|Institution:||University of New South Wales|
|Department:||Biotechnology & Biomolecular Sciences|
|Keywords:||Maternal inheritance; Wolbachia; Mitochondria|
|Full text PDF:||http://handle.unsw.edu.au/1959.4/53783|
Similarly to other cytoplasmic genetic elements, intracellular endosymbionts of animals are passed to the next generation of hosts through the egg. This mode of transmission is key to understanding the evolution of these symbiotic associations. For instance, maternal inheritance creates a sexual asymmetry, as genetic variants that are advantageous to females would persist even when harmful to males. Wolbachia are well known for using such sexual asymmetry to their advantage: by actively reducing the reproductive chances of non-infective hosts, they often increase the relative fitness of infected matrilines. However, so long as these genetic elements prevent the normal transmission of host genetic material to the next generation, there would be antagonistic selective pressure over the reproductive phenotype from the host.
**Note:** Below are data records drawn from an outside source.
PR #180, opened 2018-08-31
Allow AutoDoc() to take absolute dirs and run from any dir

gwhitney:
Allow AutoDoc() to succeed with a dir entry in the options record which
consists of an IsDirectory() object with an absolute path. There are two steps
to this change: First, some effort must be made to correctly compute
doc_dir_rel under such a circumstance. This commit uses the approach that if
the pkgdir is a prefix of the doc_dir, then doc_dir_rel is the remainder of
the doc_dir when the pkgdir is eliminated.

If doc_dir is absolute and pkgdir is not a prefix thereof, then there is no
sensible value for doc_dir_rel. Therefore, the second step of this change must
be to handle downstream the case that doc_dir_rel is not set. This commit
attempts to do so by presuming in such a case that there is no way to convert
the gapdoc.files to paths relative to the doc_dir, and instead converts them
to absolute paths. It may be the case that this strategy produces non-portable
documentation files, but at least MakeGAPDocDoc succeeds, and it seems to be
the only alternative in such case.

Finally, to address the need to test modifications to AutoDoc, this commit adds
a tst/testall.g that compares the results of running AutoDoc on some worksheets
with reference files for those worksheets. It also invokes a boilerplate
TestDirectory() call for maximum flexibility in adding future tests.

Those ingredients created the opportunity to test the generation of the AutoDoc
manual itself, and so this commit adds another new test, tst/dogfood.tst, which
compares the result of AutoDoc on itself with reference files.

To support this self-test, the commit also had to change makedoc.g to allow
the parameter record to be extracted by the test, and it had to allow AutoDoc
itself to be run from an arbitrary directory, not just the package directory of
the package being documented.

A minor point: this commit changes the Print() of the output directory to an
Info() call so that it can be suppressed, to ensure that test results will be
independent of the directory structure on the testing machine.

Resolves: #165.
In addition, the testing portion of this pull request seems to contribute some
progress toward #152 and/or #57.

This replaces pull request #166, which I will now close.


gwhitney:
Unfortunately, I discovered the manual test (tst/dogfood.tst) fails if the manual outdir doesn't exist prior to running the tests (I didn't discover this before because in testing, I always had the outdir around from earlier tests). So I had to push an additional 1-line change to ensure this test creates the necessary directory if need be. I know I am supposed to somehow squash the two commits now in this pull request into one, by a process which perhaps @fingolfin himself very patiently taught me several months ago, but given my infrequent use of git, I just can't seem to remember how to do this. Please accept my apologies, I am very sorry. If you could remind me how, or where to find out how, I'd be happy to do it, or I understand if you prefer to just do it yourself, or even if you want me to make a new branch  and PR "Issue165rev3" with these modifications all made in one commit (which I do by creating a new branch on upstream/master and checking it out, copying all of the files from the tip of *this* branch via `git show <THIS_BRANCH>:file > file` for all files  affected in this branch, and then doing a commit.  Somewhat klunky, but it works and is completely intuitive: start with the state you want to build on, get all of the files the way you want them to be, by whatever method, and then commit.)

Anyhow, thanks for letting me know how you'd like to proceed; I'm happy to do whatever you want/need me to.

fingolfin:
Please don't apologize for multiple commits etc. -- those are no problem for us! Even if, GitHub allows us to "squash & merge" with a single click, which merges your PR, squashed down into a single commit.

tst/dogfood.tst
```diff
@@ -0,0 +1,62 @@
+#############################################################################
+##
+##  AutoDoc package
+##
+##  Test the behavior of AutoDoc by generating its own manual
```
fingolfin: While in principle I think this is a good idea, the one drawback is that any change to the manual will lead to a test failure, unless one remember to update the dogfood test, too.

But the "fix" for that shouldn't be too hard in each instance, so I am not saying this is a major issue, just pointing it out.

tst/dogfood.tst
```diff
@@ -0,0 +1,62 @@
...
+gap> chap3good := chap3diff = Concatenation( "Files ", chap3ref, " and ", chap3, " are identical\n" );
+true
+gap> if not chap3good then Print( chap3diff ); fi;
+gap> chap4 := Filename( outdir, "_Chapter_AutoDoc.xml" );;
+gap> chap4ref := Filename( ex_dir, "_Chapter_AutoDoc.xml" );;
+gap> chap4diffout := Filename( outdir, "chap4.diff");;
+gap> command := Concatenation( "diff -s -c ", chap4ref, " ", chap4, " > ", chap4diffout );;
+gap> Exec( command );
+gap> chap4diff := ReadAll( InputTextFile( chap4diffout ) );;
+gap> chap4good := chap4diff = Concatenation( "Files ", chap4ref, " and ", chap4, " are identical\n" );
```
fingolfin: This relies on the output of `diff` being formatted in a specific way; but that may not always be valid. E.g. on a german system, commands like `diff` may have german output.

It would be much safer to check the exit code of `diff`. Unfortunately, `Exec` does not return the exit code (why????). But the same can be achieved by using `Process`. Here's a rough sketch of code (untested) doing something like that:
```gap
path := DirectoriesSystemPrograms();
diff := Filename( path, "diff" );
cmdargs:=["-s", "-c", chap4ref, chap4];
instream:=InputTextString(lines);
outstream:=TODO # could be a file stream, but could also be put into a gap string stream... or even /dev/null
exit := Process(DirectoryCurrent(), pager, instream, outstream, cmdargs);
```
This could either be put into a helper function, or used here directly.

fingolfin: Oh, and if you use a string stream for output, then you can of course also control whether and when to print it

tst/testall.g
```diff
@@ -0,0 +1,105 @@
...
+            all_ok := false;
+            continue;
+        fi;
+        dif := Concatenation( af, ".diff" );
+        command := Concatenation( "diff -s -c ", exf, " ", af, " > ", dif );
+        Exec( command );
+        report := ReadAll( InputTextFile( dif ) );
+        desired := Concatenation( "Files ", exf, " and ", af,
+                                  " are identical\n" );
+        if report <> desired then
```
fingolfin: The remarks on `Diff` from above apply here, too. Perhaps put it into an `AUTODOC_Diff` helper function, to be used in both places.

Then, I'd consider moving the code in the *body* of this loop into a helper function, too (which takes `ws` as argument). Afterwards, this file gets much shorter.
Finally, the loop could be moved *out* of testall.g, into a `.tst` file of its own. Then we are back to a "pure" testall.g".

fingolfin:
BTW, I am also experimenting with enabling Travis & Codecov support in PR #182.

tst/dogfood.tst
fingolfin: BTW, instead of `-c`, personally I'd use `-u`.

fingolfin: I have written some code for this now, and will shortly make a PR. Stay tuned.

fingolfin:
Based on this PR, I created https://github.com/gap-packages/AutoDoc/pull/183.

fingolfin:
This is now obsolete, with #183 merged.

PR #181, opened 2018-08-31
Make @Begin.../@EndExampleSession respect plain_text_mode

### LINKED ISSUE #167: @BeginExampleSession/@EndExampleSession do not respect plain_text_mode

gwhitney:
In order to uniformize the handling of #! prefixes in AutoDoc files,
gap/Parser.gi is changed to pass lines between @BeginExampleSession and
@EndExampleSession through unchanged when plain_text_mode is true.

Note this commit also supplies two test worksheets. They will not have any
effect unless/until the test harness supplied with pull request #180 is put in
place. But the worksheets do at least serve as illustrations of the intended
behavior post this change, and should otherwise be innocuous.

Resolves #167 

This replaces pull request #168, which I will now close.

### DIFF
--- a/gap/Parser.gi
+++ b/gap/Parser.gi
@@ -474,14 +474,12 @@ InstallGlobalFunction( AutoDoc_Parser_ReadFiles,
         od;
         return example_node;
     end;
-    read_session_example := function( is_tested_example )
-        local temp_string_list, temp_curr_line, temp_pos_comment, is_following_line, item_temp, example_node;
+    read_session_example := function( is_tested_example, plain_text_mode )
+        local temp_string_list, temp_curr_line, temp_pos_comment,
+              is_following_line, item_temp, example_node,
+              incorporate_this_line;
         example_node := DocumentationExample( tree );
-        if is_tested_example = false then
-            example_node!.is_tested_example := false;
-        else
-            example_node!.is_tested_example := true;
-        fi;
+        example_node!.is_tested_example := is_tested_example;
         temp_string_list := example_node!.content;
         while true do
             temp_curr_line := ReadLineWithLineCount( filestream );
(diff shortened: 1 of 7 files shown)


gap/Parser.gi
```diff
@@ -438,13 +438,19 @@ InstallGlobalFunction( AutoDoc_Parser_ReadFiles,
...
+                temp_pos_comment := PositionSublist( temp_curr_line, "#!" );
+                if temp_pos_comment <> fail then
+                    incorporate_this_line := true;
+                    temp_curr_line := temp_curr_line{[ temp_pos_comment + 2 .. Length( temp_curr_line ) ]};
+                    if Length( temp_curr_line ) >= 1 and temp_curr_line[ 1 ] = ' ' then
+                        Remove( temp_curr_line, 1 );
+                    fi;
                 fi;
+            fi;
+            if incorporate_this_line then
```
fingolfin: I am not very familiar with this code, so @sebasguts should review this part of the PR.

gap/Parser.gi
```diff
@@ -420,8 +420,8 @@ InstallGlobalFunction( AutoDoc_Parser_ReadFiles,
         od;
         return example_node;
     end;
-    read_session_example := function( is_tested_example )
-        local temp_string_list, temp_curr_line, temp_pos_comment, is_following_line, item_temp, example_node;
+    read_session_example := function( is_tested_example, pt_mode )
```
fingolfin: pt_mode = plaintext_mode?

If so, please rename it, or at least add a comment here that states what it is. This function is already cryptic enough, no need to make it worse ;-)

fingolfin:
@gwhitney any plans on your side to update this PR, so that we can get it merged (right now, there is only a minor comment by me, but this PR at the very least should be rebased and may need minor adjustments for the tests; and hopefully, @sebasguts would then also review it.

gap/Parser.gi
fingolfin: @sebasguts could you review this PR? I have now updated it (mostly the tests)

PR #188, opened 2019-02-19
Added possibility to mark function arguments via {A}

sebasguts:
And, on the way, make markdown support different markers
for beginning and end of a tag


fingolfin:
The broken Travis test is my fault; it should work once Travis cycles again.

Issue #189, opened 2019-02-20
commit 6f7dfccda4cc38bd325cb1b59cb5912947c6568d breaks many packages


zickgraf:
After commit 6f7dfccda4cc38bd325cb1b59cb5912947c6568d, `make -B doc` in `CAP_project/CAP` leads to an error:

```
XML Parse Error: Line 536 Character 93
Original file: /home/xxxxxx/.gap/pkg/CAP_project/CAP/doc/_Chapter_Category_of_Categories.xml, line number 141.
-----------
where <Math>D_i = A_i</Math> if <Math>b_i = \mathtt<A>false</A></Math>, and <Math>D_i = A_i^<A>\mathrm<A>op</A></A></Math> otherwise.
                                                                                            ^
-----------
Wrong element in A: A
!!! Type 'Show();' to watch the input string in pager - starting with
    line containing error !!!
Or 'ShowOrigin();' to look it up in its source file.
Error,  at /home/xxxxxx/.gap/pkg/GAPDoc/lib/XMLParser.gi:146 called from
ParseError( str, r.start, Concatenation( "Wrong element in ", name, ": ", r.content[Position( l, false )].name ) ); at /home/xxxxxx/.gap/pkg/GAPDoc/lib/GAPDoc.gi:99 called from
CheckAndCleanGapDocTree( x, str ) at /home/xxxxxx/.gap/pkg/GAPDoc/lib/GAPDoc.gi:157 called from
func( elm ) at /usr/lib/gap/lib/coll.gi:1552 called from
ForAll( r.content, function ( x )
      return CheckAndCleanGapDocTree( x, str );
  end ) at /home/xxxxxx/.gap/pkg/GAPDoc/lib/GAPDoc.gi:157 called from
CheckAndCleanGapDocTree( x, str ) at /home/xxxxxx/.gap/pkg/GAPDoc/lib/GAPDoc.gi:157 called from
...  at makedoc.g:20
you can 'quit;' to quit to outer loop, or
you can 'return;' to continue
```

This also happens in the following packages:
* https://github.com/homalg-project/FinGSetsForCAP/
* https://github.com/homalg-project/Bialgebroids/
* https://github.com/homalg-project/FunctorCategories/

Is this an intended backwards-incompatible change?

sebasguts:
@zickgraf Thank you for reporting!
@fingolfin I chose `{}` for arguments, which was super duper bad apparently.
[...]

PR #190, opened 2019-02-20
Changed {} to § in Markdown for function arguments

sebasguts:


oysteins:
Is it necessary to have `§` at both the beginning and the end of an argument, not just the beginning?  An argument name must be a valid GAP identifier, so it should be possible to detect where it ends.

sebasguts:
Indeed, that would be possible, but a bit harder to implement. I will see if I get it done quickly, but first I want to have a new release that fixes #189

sebasguts:
@fingolfin allright, though

sebasguts:
@mtorpey suggested to use double-backticks `` for arguments.
@oysteins @fingolfin What do you think?
Another option would be to do `$foo`, without a closing `$`

mtorpey:
Hi folks!

As @sebasguts says, my suggestion would be double backticks for arguments (`<A>` tags) and single backticks for other code (`<C>` tags), as shown:
```
If the argument ``inter`` is set to `true`, then an interactive prompt will be created.
```
I believe this would keep the code clean, readable, and would not introduce any unnecessarily heavy distinction between normal code and arguments.  The point of Markdown, for me, is that it just looks like readable plaintext and not a markup language at all, and symbols like `@` and `§` and `$` tend to spoil that a little bit.

That said, I'd be happy with a symbol like `$` either at the beginning, or at the beginning and end -- this would still be nice-looking enough, and certainly much better than `<A></A>`, which is the best option at the moment.

I'm not a fan of `§`, partly because it's non-ASCII, but also because it's difficult to type on silly British keyboards.

alex-konovalov:
Backticks for `<C>` elements would be great, so I very much agree with @mtorpey that we should keep them for this purpose. In this case, double backticks for `<A>` sounds good for me too. 

I don't like `$` since many of us will unconsciously parse it to LaTeX notation, so that will ultimately cause confusion.

fingolfin:
This PR obviously needs to be rebased now.

I am a bit concerned about the idea of using double backticks, because I fear this might introduce a serious incompatibility with regular MarkDown, and I am still dreaming of us using a proper MarkDown parser with minor extensions at some point (e.g. by adapting <https://github.com/commonmark/cmark>).

I share the concern about $ -- intuitively I'd expect that to be an alias for `<M> ... <M>`.

And then § is indeed not ASCII, which is also problematic, though the more important concern here is how difficult it is to actually type it.

One thing we could do is that if we see a single backtick quoted identifier, we could lookup whether it is an argument name, and then use that to decide whether to emit `<C>` or `<A>`. I'd expect that cover 95% of all cases just fine...?

Finally, and in the end, I just think that typing `<A>foo</A>` is not *that* terrible... ;-)

mtorpey:
I like the sound of single backticks for both <C> and <A>, with the computer working it out from context.  The fewer technical things we have to worry about when writing the doc, the better!

sebasguts:
Yep, it needs to be rebased, but atm I am not sure if we should rather close it for now, or come up with something sensible. To be honest, in most cases we know the identifiers for arguments. So maybe we should just look for them and put them in `<A>` tags, without any "markdown" indication? This can of course cause more troubles.

alex-konovalov:
@sebasguts This will cause massive problems when identifiers are real words.

sebasguts:
Indeed, that's why I am quite reluctant to do it. We could also use backticks for identifiers, and if they are identifiers, we make them `<A>` instead of `<C>`. What about this?

alex-konovalov:
@sebasguts by "identifiers" you mean "arguments"? You can also check if something is a keyword, and convert ``false`` to `<K>false</K>` etc.

sebasguts:
@alex-konovalov Yep, by identifiers I mean argument names. I will also do the keywords. I guess we can trust `GAPInfo.Keywords` here?

fingolfin:
So I guess this can essentially be closed? Perhaps after extracting an issue or two to remind us about the content and result of the discussion?

fingolfin:
Just filed issue #207, so now closing this PR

This means that Wolbachia-related parasitic phenotypes, similarly to sex-antagonist mitochondrial mutations, would be likely attenuated by compensatory adaptation. Despite being often perceived as parasites, emerging evidence on beneficial effects of Wolbachia offers new perspectives on the nature of Wolbachia-host interactions. Similarly to the current understanding on the maintenance of functional mitochondrial genetic variation, Wolbachia that pose advantages contingent to the host nuclear background and the environment may be selectively favoured and maintained at equilibrium, even in the face of attenuation of reproductive manipulation phenotypes. This thesis explores various aspects of the interaction between cytoplasmic (namely Wolbachia and mitochondria) and nuclear genomes using Drosophila flies as models. Additionally to their well-characterised mitochondrial genomes, Drosophila can serve as host to a variety of Wolbachia infections with markedly distinct phenotypes, which provides the opportunity to test hypothesis regarding host adaptation to phenotypic effects of cytoplasmic variants. Three major conclusions can be drawn from this thesis: Firstly, phenotypes related to cytoplasmic genetic variants can be highly contingent on the sex, physiological state and nuclear background of the host, as well as the environment. Secondly, adaptation of the host genome to cytoplasmic genetic variants is linked to their effects on the organismal fitness. Finally, beneficial effects of cytoplasmic variants that are contingent on the host genetic background and the environment may explain their polymorphism in natural populations.